Anyone can be a critic. ;)

Wednesday, February 24, 2010

Day 12 "Suggested Reading and Viewing."

I've ammassed quite a library over the years and I thought I would share some of the titles of my favorite books that cover the verious methods used in getting this far in this discussion and share some decent tutorials as well as a couple of videos of my own.

Here's a list of books specific to this blog.

1)Print Reading for Industry by Walter C. Brown
2)Fundamentals of Engineering Drawing by Cecil Jensen and Jay D. Helsel

Specific to Molding Casting and Sculpting:

1) The Prop Builders Molding and Casting Handbook by Thurston James
Check out the section about "Vacuum Forming with Thermal Plastics
I'll cover the build up of my vacuum table at later date.

2) From Clay to Bronze A Studio Guide to Figurative Sculpture

Specific to Styrene Modeling and blueprinting:

1)Model Design and Blueprinting Handbook by Charles Adams
2)Styrene Modeling by Evergreen Scale Models.

CG Specific.

Here is a link to a tutorial using a small, but powerful program that I will be working with while also working in LightWave 9.6.

This is a link to 66 tutorials for various applications in Lightwave.

While I'm finishing up the blueprints I'll be recreating and refining the process that I used to build my 1/350th TOS Enterprise. This link to the video gives some example as to how we will be proceeding. I developed this method three years ago and now I see people all over the net doing the same thing. I think it's great to see people making their own figures, ships and other models.

I'll will come back and edit and update the entire blog soon, my appologies for mispellings and grammer mechincs issues. I usually work on this when I'm half asleep.

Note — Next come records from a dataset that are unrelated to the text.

PR #388, opened 2018-01-26
XSEDE_USER_TYPE to FEDERATED_USER_TYPE

ryanrath:
## Types of changes

## Checklist:


html/internal_dashboard/js/admin_panel/SectionExistingUsers.js
```diff
@@ -687,6 +676,7 @@ XDMoD.ExistingUsers = Ext.extend(Ext.Panel, {
         };
 
         self.resetDirtyState = function () {
+            settingsAreDirty = false;
```
jpwhite4: Should this change be in this pull request?

html/controllers/user_admin/update_user.php
```diff
@@ -186,8 +186,8 @@ function ($carry, Acl $item) {
 
    $returnData['success'] = true;
 
-   $statusPrefix = $user_to_update->isXSEDEUser() ? 'XSEDE ' : '';
-   $displayUsername = $user_to_update->isXSEDEUser() ? $user_to_update->getXSEDEUsername() : $user_to_update->getUsername();
+   $statusPrefix = $user_to_update->isFederatedUser() ? 'Federated ' : '';
```
jpwhite4: Will the displayUsername be correct now? you are changing the logic..

classes/NewRest/Controllers/UserControllerProvider.php
```diff
@@ -131,7 +131,7 @@ private function extractUserData(XDUser $user)
             'first_name' => $user->getFirstName(),
             'last_name' => $user->getLastName(),
             'email_address' => $emailAddress,
-            'is_xsede_user' => $user->isXSEDEUser(),
+            'is_federated_user' => $user->isFederatedUser(),
```
smgallo: `is_federated_user` is already set on the following line. Why can't we just use that?

ryanrath: yeah, we can. I was in replace mode at that point. Removal incoming

html/controllers/user_admin/update_user.php
ryanrath: per our conversation: yes, the displayUsername will contain the correct value for Federated Users ( although the value will be different than before. This is expected. )

classes/XDUser.php
```diff
@@ -2845,7 +2844,7 @@ public static function initializeXSEDEUser($username)
             $last_name
         );
 
-        $user->setUserType(XSEDE_USER_TYPE);                   // XSEDE User
+        $user->setUserType(FEDERATED_USER_TYPE);                   // XSEDE User
```
jpwhite4: Suggest remove the (now) inaccurate comment // XSEDE User

classes/XDUser.php
```diff
@@ -2906,7 +2905,7 @@ public static function deriveUserFromXSEDEUser($username)
             "SELECT id FROM Users WHERE username=:username AND user_type=:user_type",
             array(
                 'username' => $username,
-                'user_type' => XSEDE_USER_TYPE
+                'user_type' => FEDERATED_USER_TYPE
```
jpwhite4: Rather than changing this variable I would just remove this (unused) function altogether (unless it is being used somewhere).

classes/XDUser.php
```diff
@@ -2940,7 +2939,7 @@ public static function XSEDEUserExists($username)
             'SELECT id FROM moddb.Users WHERE username = :username AND user_type=:user_type',
             array(
                 'username' => $username,
-                'user_type' => XSEDE_USER_TYPE
+                'user_type' => FEDERATED_USER_TYPE
```
jpwhite4: This function needs to be gone too.

html/controllers/user_admin/delete_user.php
```diff
@@ -24,8 +24,8 @@
        
       $username = $user_to_remove->getUsername();
    
-      $statusPrefix = $user_to_remove->isXSEDEUser() ? 'XSEDE ' : '';
-      $displayUsername = $user_to_remove->isXSEDEUser() ? $user_to_remove->getXSEDEUsername() : $user_to_remove->getUsername();
+      $statusPrefix = $user_to_remove->isFederatedUser() ? 'Federated ' : '';
```
jpwhite4: This line can go completely.

db/migrations/7.1.0-7.5.0/moddb.sql
```diff
@@ -0,0 +1,2 @@
+-- Update the 'Federated' User Type color
+UPDATE UserTypes SET color = '#b914f6' WHERE type = 'Federated';
```
smgallo: Need a newline here.

html/controllers/user_admin/update_user.php
smgallo: Prior to implementing Globus auth, the XSEDE oAuth service returned the username as "<username>;<display>" (e.g., "mchupa;Michael Chupa") so there was extra code needed to decode it for viewing. This is no longer necessary.

html/internal_dashboard/controllers/controller.php
```diff
@@ -125,12 +125,10 @@
 
     case 'enum_user_types_and_roles':
 
-        $query = "SELECT id, type, color FROM moddb.UserTypes";
+        $query = "SELECT id, type, color FROM moddb";
```
smgallo: Why did you remove the table from this select statement?

html/internal_dashboard/js/admin_panel/SectionExistingUsers.js
```diff
@@ -210,7 +210,17 @@ XDMoD.ExistingUsers = Ext.extend(Ext.Panel, {
             root: 'user_types',
             autoLoad: true,
             baseParams: { operation: 'enum_user_types' },
-            fields: ['id', 'type']
+            fields: ['id', 'type'],
+            listeners: {
+                load: function (store, records) {
+                    for (var i = 0; i < records.length; i++) {
+                        var record = records[i];
+                        if (record.data.type === 'Federated') {
```
smgallo: Since we are already using `CCR.xdmod.FEDERATED_USER_TYPE` elsewhere why not use it here as well and check the id instead of the type string? If we need to make a change it's one less to make.

html/internal_dashboard/controllers/controller.php
ryanrath: Because I'm losing my mind

smgallo: `s/losing/lost/` ? :)

ryanrath: yup, pretty much

PR #396, opened 2018-01-30
switching to captcha v2

plessbd:
## Description
update to use new recaptcha
## Motivation and Context
Google is decommissioning the v1 api on marxh 31st, 2018 https://developers.google.com/recaptcha/docs/faq#what-happens-to-recaptcha-v1

## Tests performed
This is a captcha specifically meant to not allow automated testing.
I went though all the contact forms in my docker instance to verify that I was got valid responses.


html/index.php
```diff
@@ -291,10 +291,10 @@ function isReferrer($referrer)
             print "CCR.xdmod.logged_in = !CCR.xdmod.publicUser;\n";
             $useCaptcha = 'false';
             try {
-              $useCaptcha = xd_utilities\getConfiguration('mailer', 'captcha_private_key') !== '' ? 'true' : 'false';
+                $useCaptcha = xd_utilities\getConfiguration('mailer', 'captcha_public_key') !== '' ? 'true' : 'false';
```
smgallo: Here we are checking `captcha_public_key` but in the actual forms themselves we are using `if ($captcha_private_key !== '')`. Why the difference?

PR #397, opened 2018-01-30
update testPortalSettingsTemplate

plessbd:
Update testPortalSettingsTemplate to allow for additional comments without the test failing.


jtpalmer:
Why would you want comments in one file and not the other?  The purpose of the test is to make sure that the files match (including comments).

plessbd:
After discussion with jeff, the template is what should be getting updated.
We currently have a circular reference in that the build process requires configuration/portal_settings.ini to exist before it can build things like portal_settings.ini

PR #400, opened 2018-02-01
Update Centers::getCenters sql

ryanrath:
## Description
- A center is an organization that has a corresponding entry in resourcefact

## Motivation and Context
Not sure why this didn't make it in one of the earlier PR, but it's still needed

## Types of changes

## Checklist:

### DIFF
--- a/classes/Models/Services/Centers.php
+++ b/classes/Models/Services/Centers.php
@@ -27,8 +27,12 @@ class Centers
     public static function getCenters()
     {
         $db = DB::factory('database');
-
-        return $db->query("SELECT o.* FROM modw.organization o");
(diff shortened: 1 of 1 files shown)


classes/Models/Services/Centers.php
```diff
@@ -27,8 +27,12 @@ class Centers
     public static function getCenters()
     {
         $db = DB::factory('database');
-
-        return $db->query("SELECT o.* FROM modw.organization o");
+        return $db->query("
+    SELECT o.*
```
smgallo: This should be `SELECT DISTINCT o.*` or you'll get multiple rows due to multiple resources under the same SP.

More updates soon. Trek On Dudes and Dudettes! =/\=........

Tuesday, February 23, 2010

Day 11 "Details Details Details."

I'm going to take this time to display more of the details of the TOS Enterprise before compling everything into a preliminary draft of the various orthotic views of the ship. I should note that even though I started out with X-rays of the actual ship I seem to have focused on screen caps of what was a pilot version of the ship. This was done because the basic shape of the ship never changed, with few exceptions the overall shape of the ship stayed the same. The main differences were the addition of some details and the shape of the bridge and nacelle end caps. Other wise the ship held its original shape. Though the screens that I used came from the episode "Mirror Mirror" you can clearly see that the ship used here was from one of the first pilots, most likely the version from WNMHGB. I'll get into the two different pilot differences at a later date. Most of that has been covered before and there isn't much need for me to regurgitate that info. My primary focus is creating a set of prints for the Series version, however, I would feel neglectfull if I didn't cover everything.